Agora estavam sós no quarto de Collins.
Tinham combinado esperar pelo Presidente Maynard antes de saírem para a
cidade.
- Assim que chegar, ele manda embora o táxi - disse Collins. Partiremos
juntos para Phoenix. Nessa altura já não haverá perigo.
- Coçou a cabeça. - A mim, a cidade parece-me bastante vulgar. É tudo
perfeitamente normal, tanto quanto pude ver.
- Espere pelo que vai ver - disse-lhe Radenbaugh. Abriu a pasta. - Na noite
passada fiz uma lista de tudo o que consegui lembrar, sobre o que Noah me disse
deste lugar quando conversamos acerca do Documento R.
- E eu tenho uma lista de coisas a visitar ou a espiar, feita na base das
pesquisas que o meu pessoal efetuou. Vamos juntar as duas listas. Quando Maynard
chegar podemos ver o que parece mais prometedor e dividir o trabalho.
Trabalharam durante quinze minutos na composição de uma lista única com
tudo o que Argo City tinha demais prometedor, e quando acabaram sentiram-se
satisfeitos.
- Só faço votos que possamos achar o que queremos em quatro horas - disse
Collins.
- Vamos tentar - disse Radenbaugh. - Tudo depende agora das pessoas que
virmos e com quem falarmos aceitarem a nossa história de fachada. Tem a carta?
Collins apalpou a frente do casaco.
- Está aqui. Não há problema. Alguém do meu Departamento conseguiu
arranjar papel timbrado das Indústrias Phillips durante a noite. Não sei como foi,
mas conseguiram. Eu próprio ditei a carta de recomendação.
Recordaram e repisaram a história de fachada, ensaiando as perguntas difíceis
e suspeitas. O disfarce consistia em estarem em Argo City como representantes das
Indústrias Phillips, que tinham obtido autorização da Companhia de Fundição e
Refinação para o exame de certas realizações cívicas em Argo City. Essas
realizações seriam estudadas pelas Indústrias Phillips com vista a remodelações a
fazer e iniciativas cívicas a tomar, em breve, em Bisbee, no Arizona.
- E Maynard, que justificação apresenta? - quis saber Radenbaugh.
- A história dele é um pouco diferente. Nós pedimos quartos até ao fim da
tarde. Ele pedirá para passar a noite, embora parta conosco. Fará de turista. Será um
advogado reformado, cidadão conceituado de Los Angeles. Dirá que está de viagem
de Los Angeles para Tucson, para visitar o filho e a nora e um neto recém-nascido.

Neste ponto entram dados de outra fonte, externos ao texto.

PR #2673, opened 2026-07-15
Add a shared newRequestLoggerFromRequest helper for x-scal-request-uids seeding

delthas:
`routes.ts` built a request logger from the inbound `x-scal-request-uids` header inline — read the header, guard its length (a bare `128` literal), then seed the werelogs UID chain or start a fresh one. Consumers that need the same behaviour (e.g. vault2's SSO/SAML request-logger seeding in scality/vault2#217) had to reimplement the whole pattern, and the copies had already drifted on edge cases.

This centralizes it:
- Export `maxRequestUidsLength = 128` from `lib/constants.ts`.
- Add `routesUtils.newRequestLoggerFromRequest(logger, req)` that owns the header name, the length cap, and the seed-or-fresh decision; `routes.ts` now uses it (dropping the private `isValidReqUids` and the inline block, plus two `@ts-ignore`s).

Consumers (scality/vault2#217) collapse their copy to a one-line delegate.

The shared helper also tightens two edge cases the old inline code handled loosely, so the S3 path now matches the intended policy:
- an empty header value starts a fresh chain instead of seeding from `''`;
- a header sent multiple times (array value) starts a fresh chain instead of passing an array to `newRequestLoggerFromSerializedUids`.

Tests: direct coverage of the helper (valid / absent / empty / array / length boundary).

The touched files were prettier-dirty on the base branch, so the first commit reformats them and the functional change lands prettier-clean on top.

Issue: ARSN-615

### DIFF
--- a/lib/s3routes/routes.ts
+++ b/lib/s3routes/routes.ts
@@ -53,12 +53,11 @@ function checkBucketAndKey(
     // if empty name and request not a List Buckets
     if (!bucketName && !(method === 'GET' && !objectKey)) {
         log.debug('empty bucket name', { method: 'routes' });
-        return (method !== 'OPTIONS') ?
-            errors.MethodNotAllowed : errorInstances.AccessForbidden
-                .customizeDescription('CORSResponse: Bucket not found');
+        return method !== 'OPTIONS'
+            ? errors.MethodNotAllowed
+            : errorInstances.AccessForbidden.customizeDescription('CORSResponse: Bucket not found');
     }
-    if (bucketName !== undefined && routesUtils.isValidBucketName(bucketName,
-        blacklistedPrefixes.bucket) === false) {
+    if (bucketName !== undefined && routesUtils.isValidBucketName(bucketName, blacklistedPrefixes.bucket) === false) {
         log.debug('invalid bucket name', { bucketName });
         if (method === 'DELETE') {
             return errors.NoSuchBucket;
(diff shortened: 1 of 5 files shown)


lib/s3routes/routes.ts
```diff
@@ -223,18 +217,9 @@ export default function routes(
...
-    }
-    const log =
-        reqUids !== undefined
-            ? // @ts-ignore
-              logger.newRequestLoggerFromSerializedUids(reqUids)
-            : // @ts-ignore
-              logger.newRequestLogger();
+    // logger is typed RequestLogger in this signature but is actually the
+    // parent Logger at runtime (it exposes newRequestLogger*).
+    const log = routesUtils.newRequestLoggerFromRequest(logger as unknown as Logger, req);
```
maeldonn: nit: Could you type `logger` as a `Logger` to avoid this ugly type casting ? Is it breaking something ?

maeldonn (approved):

lib/s3routes/routesUtils.ts
```diff
@@ -21,6 +21,18 @@ export function setServerHeader(value: string) {
     serverHeaderValue = value;
 }
 
+/**
+ * Build a request logger for an incoming request, seeding the werelogs UID
+ * chain from the `x-scal-request-uids` header when it carries a usable value.
+ */
+export function newRequestLoggerFromRequest(logger: Logger, req: http.IncomingMessage): RequestLogger {
+    const reqUids = req.headers['x-scal-request-uids'];
+    if (typeof reqUids !== 'string' || reqUids.length === 0 || reqUids.length >= constants.maxRequestUidsLength) {
```
SylvainSenechal, line 30: are you sure its >= 

If a constant "max text length = 10", it means my text can have 10 characters, here it would allow up to 9 🤔

SylvainSenechal (approved):

lib/s3routes/routes.ts
SylvainSenechal: ye its a bit ugly but I guess maybe its also annoying to fix properly

delthas: Good catch — done in 9b7cc388. The param really was just mistyped: `routes()`/`checkTypes` declared `logger` as `RequestLogger`, but at runtime it's the parent werelogs `Logger` (only ever used to build the per-request logger), which is why the old code needed the cast + `@ts-ignore`s. Retyped it to `Logger` (already imported) and dropped the cast — not breaking, since `logger` is never used as a `RequestLogger`. Build + tests green.

lib/s3routes/routesUtils.ts
delthas: Intentional — `>=` preserves arsenal's existing guard exactly. The old `isValidReqUids` was `return reqUids.length < 128` (reject 128+, so max accepted is 127); `reqUids.length >= maxRequestUidsLength` is the same threshold. So the constant is really an exclusive upper bound / anti-abuse cap rather than a precise "max allowed length" — you're right that the max accepted is 127, but that's unchanged from before this PR. Kept it byte-for-byte to avoid changing behaviour.

package.json
```diff
@@ -3,7 +3,7 @@
     "engines": {
         "node": ">=20"
     },
-    "version": "8.4.19",
+    "version": "8.4.20",
```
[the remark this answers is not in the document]
delthas: Not going to be 8.5.0, but I'll check if this impacts other users.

Parou em Argo City não só para passar a noite, depois de uma viagem fatigante, mas
também para ver as possibilidades de comprar aqui uma casa. Dirá que já cá esteve
uma vez e que ficou encantado com o ambiente da comunidade, estando a pensar em
estabelecer-se cá.
Radenbaugh franziu o nariz inchado.
- Não me parece uma boa história.
- Deve servir para quatro horas. Tentar morar em Argo City... Deve resultar.

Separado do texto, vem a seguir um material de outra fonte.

PR #2678, opened 2026-07-23
Support conditional writes on versioned puts in putObjectVerCase3

maeldonn:
Adds params.conditions support to putObjectVerCase3 so a version-specific put
becomes an atomic compare-and-write, failing with PreconditionFailed when the
stored version does not satisfy the condition. 
Needed by CLDSRV-952.

Issue: ARSN-619

### DIFF
--- a/lib/storage/metadata/conditions.js
+++ b/lib/storage/metadata/conditions.js
@@ -12,6 +12,7 @@ const supportedOperators = {
 
 const supportedStructuralOperators = {
     $or: true,
+    $and: true,
 };
 
 // supports strings and numbers
--- a/lib/storage/metadata/conditions.js
+++ b/lib/storage/metadata/conditions.js
@@ -16,45 +16,27 @@ const supportedStructuralOperators = {
 };
 
 // supports strings and numbers
-const _operatorType1 = joi.string().valid(
-    '$gt',
-    '$gte',
-    '$lt',
-    '$lte',
-);
+const _operatorType1 = joi.string().valid('$gt', '$gte', '$lt', '$lte');
 
 // supports strings, numbers, and boolean
-const _operatorType2 = joi.string().valid(
-    '$eq',
-    '$ne',
-);
+const _operatorType2 = joi.string().valid('$eq', '$ne');
 
 const _operatorType3 = joi.string().valid('$exists');
 
-const _valueType1 = joi.alternatives([
-    joi.string(),
-    joi.number(),
-]);
+const _valueType1 = joi.alternatives([joi.string(), joi.number()]);
 
-const _valueType2 = joi.alternatives([
-    joi.string(),
-    joi.number(),
-    joi.boolean(),
-]);
+const _valueType2 = joi.alternatives([joi.string(), joi.number(), joi.boolean()]);
 
 const _valueType3 = joi.boolean();
 
-const queryObject = joi.object({})
+const queryObject = joi
+    .object({})
     .pattern(_operatorType1, _valueType1)
     .pattern(_operatorType2, _valueType2)
     .pattern(_operatorType3, _valueType3)
     .xor(...Object.keys(supportedOperators));
 
-const metadataCondObject = joi.alternatives([
-    _valueType1,
-    _valueType2,
-    queryObject,
-]);
+const metadataCondObject = joi.alternatives([_valueType1, _valueType2, queryObject]);
 
 function validateConditionsObject(obj) {
     if (obj === undefined) {
--- a/lib/storage/metadata/conditions.js
+++ b/lib/storage/metadata/conditions.js
@@ -7,6 +7,11 @@ const supportedOperators = {
     $gte: true,
     $lt: true,
     $lte: true,
+    $exists: true,
+};
+
+const supportedStructuralOperators = {
+    $or: true,
 };
 
 // supports strings and numbers
@@ -23,6 +28,8 @@ const _operatorType2 = joi.string().valid(
     '$ne',
 );
 
+const _operatorType3 = joi.string().valid('$exists');
+
 const _valueType1 = joi.alternatives([
     joi.string(),
     joi.number(),
@@ -34,9 +41,12 @@ const _valueType2 = joi.alternatives([
     joi.boolean(),
 ]);
 
+const _valueType3 = joi.boolean();
+
 const queryObject = joi.object({})
     .pattern(_operatorType1, _valueType1)
     .pattern(_operatorType2, _valueType2)
+    .pattern(_operatorType3, _valueType3)
     .xor(...Object.keys(supportedOperators));
 
 const metadataCondObject = joi.alternatives([
@@ -58,5 +68,6 @@ function validateConditionsObject(obj) {
 
 module.exports = {
     supportedOperators,
+    supportedStructuralOperators,
     validateConditionsObject,
 };
--- a/lib/storage/metadata/mongoclient/MongoClientInterface.ts
+++ b/lib/storage/metadata/mongoclient/MongoClientInterface.ts
@@ -62,6 +62,7 @@ const __UUID = 'uuid';
 const PENSIEVE = 'PENSIEVE';
 const __COUNT_ITEMS = 'countitems';
 const ASYNC_REPAIR_TIMEOUT = 15000;
+const MONGODB_DUPLICATE_KEY_ERROR = 11000;
 
 const MONGO_CONNECT_TIMEOUT_MS = process.env.MONGO_CONNECT_TIMEOUT_MS;
 const MONGO_SOCKET_TIMEOUT_MS = process.env.MONGO_SOCKET_TIMEOUT_MS;
@@ -952,7 +953,7 @@ class MongoClientInterface {
                  * are the same (affecting the first operation), or if the master
                  * version is updated concurrently.
                  */
-                if (err.code === 11000) {
+                if (err.code === MONGODB_DUPLICATE_KEY_ERROR) {
                     log.debug('putObjectVerCase1: error putting object version', {
                         code: err.code,
                         error: err.errmsg,
@@ -1072,7 +1073,7 @@ class MongoClientInterface {
             })
                 .then(() => callback(null, `{"versionId": "${objVal.versionId}"}`))
                 .catch(err => {
-                    if (err.code === 11000) {
+                    if (err.code === MONGODB_DUPLICATE_KEY_ERROR) {
                         // Failed condition turns the version upsert into an insert of an existing
                         // _id (dup-key). index 0 = version op in the ordered bulkWrite, so it's
                         // the version write that failed the condition.
@@ -1270,7 +1271,7 @@ class MongoClientInterface {
                             // we accept that the update fails if
                             // condition is not met, meaning that a more
                             // recent master was already in place
-                            if (err.code === 11000) {
+                            if (err.code === MONGODB_DUPLICATE_KEY_ERROR) {
                                 return cb(null, `{"versionId": "${objVal.versionId}"}`);
                             }
                             log.error('putObjectVerCase4: error upserting master', { error: err.message });
@@ -2731,7 +2732,7 @@ class MongoClientInterface {
                 return cb(null);
             })
             .catch(err => {
-                if (err.code === 11000) {
+                if (err.code === MONGODB_DUPLICATE_KEY_ERROR) {
                     // duplicate key error
                     return cb(errors.KeyAlreadyExists);
                 }
--- a/lib/storage/metadata/mongoclient/MongoClientInterface.ts
+++ b/lib/storage/metadata/mongoclient/MongoClientInterface.ts
@@ -1107,7 +1107,8 @@ class MongoClientInterface {
             }
         }
 
-        return c.findOne({ _id: masterKey })
+        return c
+            .findOne({ _id: masterKey })
             .then(checkObj => {
                 const objUpsert = !checkObj;
                 // initiating array of operations with version creation/update
--- a/lib/storage/metadata/mongoclient/MongoClientInterface.ts
+++ b/lib/storage/metadata/mongoclient/MongoClientInterface.ts
@@ -1072,28 +1072,48 @@ class MongoClientInterface {
             })
                 .then(() => callback(null, `{"versionId": "${objVal.versionId}"}`))
                 .catch(err => {
-                    log.error('putObjectVerCase3: error putting object version', { error: err.message });
                     if (err.code === 11000) {
+                        // Failed condition turns the version upsert into an insert of an existing
+                        // _id (dup-key). index 0 = version op in the ordered bulkWrite, so it's
+                        // the version write that failed the condition.
+                        if (params.conditions && err.writeErrors?.[0]?.index === 0) {
+                            log.info('putObjectVerCase3: version condition not met, rejecting write', {
+                                versionKey,
+                            });
+                            return callback(errors.PreconditionFailed);
+                        }
                         // We want duplicate key error logged however in
                         // case of the race condition mentioned above, the
                         // InternalError will allow for automatic retries
                         log.error('putObjectVerCase3:', errors.KeyAlreadyExists);
                         return callback(errors.InternalError);
                     }
+                    log.error('putObjectVerCase3: error putting object version', { error: err.message });
                     return callback(errors.NoSuchVersion);
                 });
         };
 
-        c.findOne({ _id: masterKey })
+        // a version failing the condition degenerates the upsert into an insert, raising a duplicate key error
+        const versionFilter: Record<string, any> = { _id: versionKey };
+        if (params.conditions && Object.keys(params.conditions).length > 0) {
+            try {
+                MongoUtils.translateConditions(0, 'value', versionFilter, params.conditions);
+            } catch (err) {
+                log.error('putObjectVerCase3: error creating mongodb filter', {
+                    error: reshapeExceptionError(err as ErrorLike),
+                });
+                return cb(errors.InternalError);
+            }
+        }
+
+        return c.findOne({ _id: masterKey })
             .then(checkObj => {
                 const objUpsert = !checkObj;
                 // initiating array of operations with version creation/update
                 const ops: AnyBulkWriteOperation<ObjectMetastoreDocument>[] = [
                     {
                         updateOne: {
-                            filter: {
-                                _id: versionKey,
-                            },
+                            filter: versionFilter,
                             update: {
                                 $set: {
                                     _id: versionKey,
--- a/lib/storage/metadata/mongoclient/utils.ts
+++ b/lib/storage/metadata/mongoclient/utils.ts
@@ -79,8 +79,13 @@ function _assignCondition(prefix: string, object: Record<string, any>, cond: Con
  * Translates a structural operator into a mongodb filter.
  * Each item is translated on its own, sharing the parent prefix.
  */
-function _assignStructuralOperator(depth: number, prefix: string, object: Record<string, any>, op: string,
-    items: Condition): void {
+function _assignStructuralOperator(
+    depth: number,
+    prefix: string,
+    object: Record<string, any>,
+    op: string,
+    items: Condition,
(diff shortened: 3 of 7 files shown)


lib/storage/metadata/mongoclient/MongoClientInterface.ts
```diff
@@ -1074,6 +1077,13 @@ class MongoClientInterface {
                 .catch(err => {
                     log.error('putObjectVerCase3: error putting object version', { error: err.message });
                     if (err.code === 11000) {
+                        // only the version op (index 0) carries params.conditions
+                        if (params.conditions && err.writeErrors?.[0]?.index === 0) {
```
SylvainSenechal, line 1080: Nit: Never really looked at this part of the code before, it was hard to read before your changes, it is still hard to read after your changes.

Can use temporary variables : 

`const versionConditionFailed = params.conditions && err.writeErrors?.[0]?.index === 0;`
Even go further 

```
const isUpdateVersionOperation = err.writeErrors?.[0]?.index === 0;
const isConditionalWrite = params.conditions

if(isUpdateVersionOperation && isConditionalWrite) {..}

```

Saying this because it took me some time to understand what the above new comment meant with "version op", and the fact that this putObjectEntry could do multiple operation wasn't directly expected from me

lib/storage/metadata/mongoclient/MongoClientInterface.ts
```diff
@@ -1074,6 +1077,13 @@ class MongoClientInterface {
                 .catch(err => {
                     log.error('putObjectVerCase3: error putting object version', { error: err.message });
                     if (err.code === 11000) {
```
SylvainSenechal: nit as you didn't modify it : should declare a const, i had to google whats a 11000 error and it's important to understand what's happening inside this condition

tests/functional/metadata/mongodb/putObject.spec.js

- Talvez. - Collins tinha mais uma coisa em mente.
- Acha que pode haver aqui alguém, o administrador da cidade, o editor do
jornal, o chefe da polícia... qualquer pessoa... que tenha ouvido falar no Documento
R?
- Ninguém, nem sequer os administradores da Companhia de Fundição e
Refinação. Ninguém sabe que servem de cobaia do grande plano de Tynan para os
Estados Unidos, a executar no próximo ano e para todo o sempre. O Documento R
só deve ser conhecido pelo próprio Tynan e talvez pelo seu lacaio... Como se chama
ele?
- Harry Adcock.
- Sim, Adcock. E, naturalmente, era do conhecimento do falecido Noah
Baxter. Eu, a minha filha, o padre que lhe falou dele pela primeira vez, e você,
conhecemo-lo de nome. Duvido que mais alguém o tenha ouvido mencionar.
- Você disse que Argo City era apenas uma parte do Documento R. Quero
conhecer o resto. Tenho esperança de podermos descobrir aqui alguma indicação.

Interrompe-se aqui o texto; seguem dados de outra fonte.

PR #2685, opened 2026-08-12
ARSN-620 Fix lifecycle listings stuck on PHD master keys

nicolas2bert:
**Problem**

Lifecycle listings can get stuck forever on PHD master keys.

A PHD (placeholder) master is written when the current version of a key is deleted. A repair job later promotes the newest surviving version back to master. Until the repair runs, the master key holds a PHD value. If the repair never runs, or if no version survives, the PHD stays.

DelimiterVersions accepted a PHD master and skipped it without touching the resume marker. That is fine for a plain version listing, which has no scan budget. It is not fine for the two lifecycle listings, DelimiterNonCurrent and DelimiterOrphanDeleteMarker. Both count every scanned entry against maxScannedLifecycleListingEntries and truncate when the budget runs out.

So a run of PHD masters longer than the scan limit burns the whole budget without moving the marker. The listing returns IsTruncated: true with no NextKeyMarker. The next listing starts at the same place and returns the same thing. Lifecycle never gets past that point, and nothing beyond it is ever expired.

**Example**

Keyspace (v0), scan limit 3:

phd-1 .. phd-6   dangling PHD masters
zebra\0v1        current
zebra\0v2        noncurrent -> must be expired

_Before:_

page 1: scans phd-1, phd-2, phd-3 -> truncated, no NextKeyMarker
page 2: identical request -> identical result
...forever. zebra\0v2 is never expired.

_After:_

page 1: phd-1, phd-2, phd-3 -> truncated, NextKeyMarker=phd-2
page 2: phd-3, phd-4, phd-5 -> truncated, NextKeyMarker=phd-4
page 3: phd-5, phd-6, zebra\0v1, zebra\0v2 -> zebra\0v2 listed

**What changed**

DelimiterVersions — new handlePHDMaster hook

Both PHD branches (keyHandler_NotSkippingV0 and keyHandler_NotSkippingV1) now call handlePHDMaster(key, versionId, value) instead of returning FILTER_ACCEPT directly.

The default implementation returns FILTER_ACCEPT and changes no state. Plain version listings behave exactly as before.

DelimiterOrphanDeleteMarker — treat a PHD as a key transition

The override runs the same new-key branch as addVersion():

- It advances prevKeyName / keyName, so truncation has a resume position.
- It emits the held delete-marker candidate first.
- It sets value = null, so a PHD is never listed as an orphan delete marker.

The second point matters. A delete marker is held in memory until an entry of another key proves it is an orphan. A PHD master is such an entry. If the marker moved past the candidate without emitting it, the candidate would never be scanned again, and the orphan delete marker would never expire.

scan limit 3, keyspace: banana\0v1 (delete marker), phd-1, phd-2, ...
banana\0v1 -> held as candidate
phd-1      -> new key: banana is proven orphan -> emitted, then marker moves

DelimiterNonCurrent — keep the marker one PHD key behind

The override sets nextKeyMarker to the previous PHD key, never to the key being scanned, and clears nextVersionIdMarker. The marker only moves forward.

A marker on the key being scanned would give the next listing a key-marker with no version-id-marker. S3 reads that as "start after every version of this key". The versions of a PHD master that still has some would be skipped, and they would never be expired. One key behind costs one re-scanned entry per truncation, and skips nothing.

The override leaves prevKey and staleDate untouched. This is deliberate. The next version key scanned is the newest surviving version under the PHD — the one the repair promotes back to master. It must stay classified as current:

apple (PHD)  -> marker left behind apple, prevKey untouched
apple\0v1    -> first version seen for apple -> current, protected
apple\0v2    -> noncurrent -> expirable, staleDate = v1's date

Setting prevKey = 'apple' would make apple\0v1 look noncurrent. Noncurrent version expiration would then delete the very version the repair needs to promote. That is data loss.

One fallback remains: if the scan limit lands on the first PHD of the listing, there is no previous PHD and no marker yet. The marker then points at that key, and that one key loses its versions for this pass. Progress matters more than one missed pass, and the alternative is the infinite loop described above.

**Tests**

- delimiterVersions.spec.js — guard: a PHD master is still not listed and still does not advance the marker in a plain version listing.
- delimiterNonCurrent.spec.js — marker set inside a PHD run; the newest surviving version under a PHD stays protected; crawl across a PHD run longer than the scan limit with marker feedback; scan limit landing exactly on a PHD.
- delimiterOrphanDeleteMarker.spec.js — NextMarker set inside a PHD run; a dangling PHD is never listed as an orphan; crawl across a PHD run; a held candidate is emitted when the PHD run begins.

All cases run against both v0 and v1 bucket formats.


lib/algos/list/delimiterNonCurrent.js
```diff
@@ -144,6 +147,70 @@ class DelimiterNonCurrent extends DelimiterVersions {
...
+     * prevKey='apple' here would classify apple\0v1 as noncurrent. NCVE would
+     * then expire the very version the repair needs to promote: data loss.
+     *
+     *  @param {String} key   - The PHD master key
+     *  @param {String} versionId - always undefined for a master key
+     *  @param {String} value - The PHD placeholder value
+     *  @return {number} - filter return value
+     */
+    // eslint-disable-next-line @typescript-eslint/no-unused-vars
+    handlePHDMaster(key, versionId, value) {
```
jonathan-gramain, line 198: I don't understand the reason to pass `versionId`,  I believe PHDs always has an undefined version ID here as their key doesn't have a version ID embedded (there's one within the metadata for internal purposes but it's not relevant for listing purposes).

Also, for a similar reason I think we don't need to pass `value` which is only internal to metadata, so we should be good with passing just the key.

lib/algos/list/delimiterNonCurrent.js
```diff
@@ -144,6 +147,70 @@ class DelimiterNonCurrent extends DelimiterVersions {
...
+            // Move the marker forward only. prevPHDKey can hold a key from an
+            // earlier run of PHDs that the listing already passed.
+            this.nextKeyMarker = this.prevPHDKey;
+            this.nextVersionIdMarker = undefined;
+        } else if (!this.nextKeyMarker) {
+            // No previous PHD, and no marker yet. Skip this key's versions
+            // rather than leave the listing unable to move forward.
+            this.nextKeyMarker = key;
+            this.nextVersionIdMarker = undefined;
+        }
```
jonathan-gramain, line 209: I'm not sure we should keep this second condition block, which seems to add the possibility to skip legit noncurrent versions (i.e. keeps a buggy behavior). My reasoning is, if we're there it means:
- `addVersion` wasn't called yet since it would have set `nextKeyMarker`
- hence either it's the first PHD
  - then no risk of having a stuck listing at this point
- or all we have seen so far are PHDs
  - then `prevPHDKey` has already been set earlier, and likely `nextKeyMarker` as well to the previous PHD key, starting from the 2nd PHD seen, so no risk of stuck listing either

So removing this block may remove the remaining buggy situation as `nextKeyMarker` will correctly be set already to the previous PHD.

Not 100% sure, please double check my reasoning.

lib/algos/list/delimiterNonCurrent.js
```diff
@@ -144,6 +147,70 @@ class DelimiterNonCurrent extends DelimiterVersions {
...
+     *
+     * THE BUG IT FIXES: a run of dangling PHD masters longer than
+     * maxScannedLifecycleListingEntries truncated the listing with no
+     * NextKeyMarker. The next page then repeated the first page, and the
+     * listing never moved forward.
+     *
+     * THE RULE: the marker moves to the PREVIOUS PHD key. It never points at
+     * the key being scanned. A marker on the scanned key gives the next listing
+     * a key-marker with no version-id-marker. S3 reads that as "start after
+     * every version of this key". The listing would then skip the versions of a
```
jonathan-gramain, line 161: This comment looks suspicious to me: "S3 reads that as ...":
- on one hand, "S3" is too generic and doesn't help the understanding, we could say "the listing algorithm" for example. If S3 refers to Cloudserver, I believe it just passes the received marker values as is to the next call, without further interpretation.
- on the other hand, I believe (and hope) it's not true: `DelimiterVersions` will scan all versions starting at `NextKeyMarker` if `NextVersionIdMarker` is not present (but it will skip the master).

I believe a more correct comment should say that the listing would skip the "master version of" and leave it unable to recognize that the upcoming version is the new current version. But it should still see it.

lib/algos/list/delimiterNonCurrent.js
```diff
@@ -144,6 +147,70 @@ class DelimiterNonCurrent extends DelimiterVersions {
...
+     * PHD master that still has some, and NCVE would never see them. One key
+     * behind costs one re-scanned entry per truncation, and skips nothing.
+     *
+     * Example, scan limit 3, dangling PHD masters phd-1 ... phd-6:
+     *   page 1: phd-1, phd-2, phd-3 -> truncated, NextKeyMarker=phd-2
+     *   page 2: phd-3, phd-4, phd-5 -> truncated, NextKeyMarker=phd-4
+     *   page 3: phd-5, phd-6        -> done
+     *
+     * THE FALLBACK: on the first PHD of a listing there is no previous PHD key,
```
jonathan-gramain, line 170: cf my comment, I believe the fallback should be removed.

lib/algos/list/delimiterNonCurrent.js
```diff
@@ -144,6 +147,70 @@ class DelimiterNonCurrent extends DelimiterVersions {
...
+     * surviving version under the PHD, and the repair promotes it back to
+     * master. Untouched state keeps that version classified as current, so the
+     * listing never returns it as an expirable noncurrent version.
+     *
+     * Example, a PHD master with two surviving versions:
+     *   apple (PHD)  -> marker stays behind apple, prevKey untouched
+     *   apple\0v1    -> first version seen for apple -> current, protected
+     *   apple\0v2    -> noncurrent -> expirable, staleDate = v1's date
+     *
+     * apple\0v1 is not deduplicated as the master copy: a PHD gets its
```
jonathan-gramain, line 187:
```suggestion
     * apple\0v1 is not duplicated as the master copy: a PHD gets its
```

lib/algos/list/delimiterOrphanDeleteMarker.js
```diff
@@ -171,6 +171,57 @@ class DelimiterOrphanDeleteMarker extends DelimiterVersions {
...
+    handlePHDMaster(key, versionId, value) {
+        if (key !== this.keyName) {
+            if (this.value) {
+                this._addOrphan();
+            }
+            this.prevKeyName = this.keyName;
+            this.keyName = key;
+            this.value = null;
+        }
+        return FILTER_ACCEPT;
```
jonathan-gramain, line 222: maybe simpler:

```suggestion
        this.addVersion(key, null, null);
        return FILTER_ACCEPT;
```

Should be equivalent since PHDs always have a different key than the previous entry.

lib/algos/list/delimiterNonCurrent.js
nicolas2bert: - bien vu pour "S3". c'est pas CloudServer, lui il passe juste le marker tel quel. celui qui l'interprete vraiment c'est DelimiterVersions.genMDParamsV0(). renommé, le commentaire dit ça maintenant.
- par contre sur le comportement, un key-marker sans version-id-marker skip toute la key, versions incluses:


```
if (this.versionIdMarker) {
    params.gte = `${this.keyMarker}${VID_SEP}`;        // key\x00 -> demarre SUR la premiere version
} else {
    params.gt  = `${this.keyMarker}${inc(VID_SEP)}`;   // key\x01 -> demarre APRES toutes les versions
}
```

lib/algos/list/delimiterNonCurrent.js
nicolas2bert: you are right, removing them.

lib/algos/list/delimiterNonCurrent.js
nicolas2bert: - you're right, I removed it.
- on thing but I don't think it will be an issue since it requires: maxScannedLifecycleListingEntries = 1. 
On the very first PHD we can still truncate with no marker, if the budget dies on the next entry. that needs maxScannedLifecycleListingEntries = 1. and at 1 nothing advances anyway: the resumed listing re-reads the marker version to get staleDate, that's the whole budget. 
The old code loops there too, just one key later, so the fallback was covering a config that is already broken.

lib/algos/list/delimiterOrphanDeleteMarker.js
nicolas2bert: thanks

lib/algos/list/delimiterNonCurrent.js
```diff
@@ -144,6 +147,94 @@ class DelimiterNonCurrent extends DelimiterVersions {
...
+     *
+     *   apple (PHD)  -> marker moves, prevKey untouched
+     *   apple\0v1    -> first entry seen for apple -> current, not listed
+     *   apple\0v2    -> same key again -> noncurrent -> listed, staleDate = v1
+     *
+     * (`apple\0v1` is not dropped as the master copy the way a normal master
+     * would be: a PHD gets its versionId at delete time, and that id matches no
+     * version key.)
+     *
+     * If this method set prevKey = 'apple', addVersion() would see `apple\0v1`
```
jonathan-gramain, line 214:
```suggestion
     * If this method sets prevKey = 'apple', addVersion() would see `apple\0v1`
```

jonathan-gramain (approved):

lib/algos/list/delimiterNonCurrent.js
```diff
@@ -144,6 +147,94 @@ class DelimiterNonCurrent extends DelimiterVersions {
...
+     *     call 3: phd-5, phd-6        -> done
+     *
+     * WHY THE MARKER POINTS AT THE PREVIOUS PHD, NOT THE ONE JUST SCANNED
+     * A marker that carries a key but no version id means "I am done with this
+     * key, skip it completely". genMDParamsV0() turns it into the range
+     * `gt: <key>\x01`. Version keys look like `<key>\x00<versionId>`, and 0x00
+     * sorts below 0x01, so that range starts past every version of the key.
+     *
+     * The listing is not done with the PHD it just scanned. That PHD may still
+     * have surviving versions below it, and NCVE has to see them. If the marker
```
anurag4DSB, line 188: what is NCVE?

anurag4DSB (approved):

lib/algos/list/delimiterNonCurrent.js
anurag4DSB: got it its the NoncurrentVersionExpiration

nicolas2bert:
@bert-e approve

nicolas2bert:
ping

- Pode ser que sim, mas não conto com isso.
- Bem, o que importa é o que descobrirmos hoje - disse Collins.
- Para derrotar a emenda na Califórnia?
- Sim. Mas se não encontrarmos nada... - Ou se formos apanhados e
denunciados...
- Nesse caso, teremos de desistir. É assim, Donald. Vai ser uma tarde de
grande tensão.
- Eu sei.
Collins olhou para o relógio.
- John Maynard deve estar a chegar.
Dez minutos depois, John Maynard batia levemente à porta e entrava no
quarto de Collins. Parecia tudo menos o digno e imponente Presidente do Supremo
Tribunal dos Estados Unidos. Com o seu chapéu castanho de abas largas, óculos de
sol, camisa aberta, caqui amarrotado e botas altas, parecia um velho pesquisador que
tivesse vagabundeado até à cidade depois de duas semanas no deserto ardente.
- Cá estamos - disse ele - neste lugar esquecido por Deus. Foi uma viagem
dura, num táxi desde Phoenix. Mandei o carro embora. Fiz bem, não fiz?
- Sim - respondeu Collins -, regressaremos juntos. Maynard pousou o chapéu
na cama e sentou-se.
- Mas vamos ao trabalho. Temos pouco tempo. - Olhou para Radenbaugh. -
Você, suponho que é Donald Radenbaugh.
- Desculpe - disse Collins rapidamente, para logo os apresentar formalmente.
Maynard fixou os olhos em Radenbaugh.
- Espero que não nos esteja a fazer perder tempo. O seu relato de Argo City
era chocante, para não dizer mais. Espero que seja exato.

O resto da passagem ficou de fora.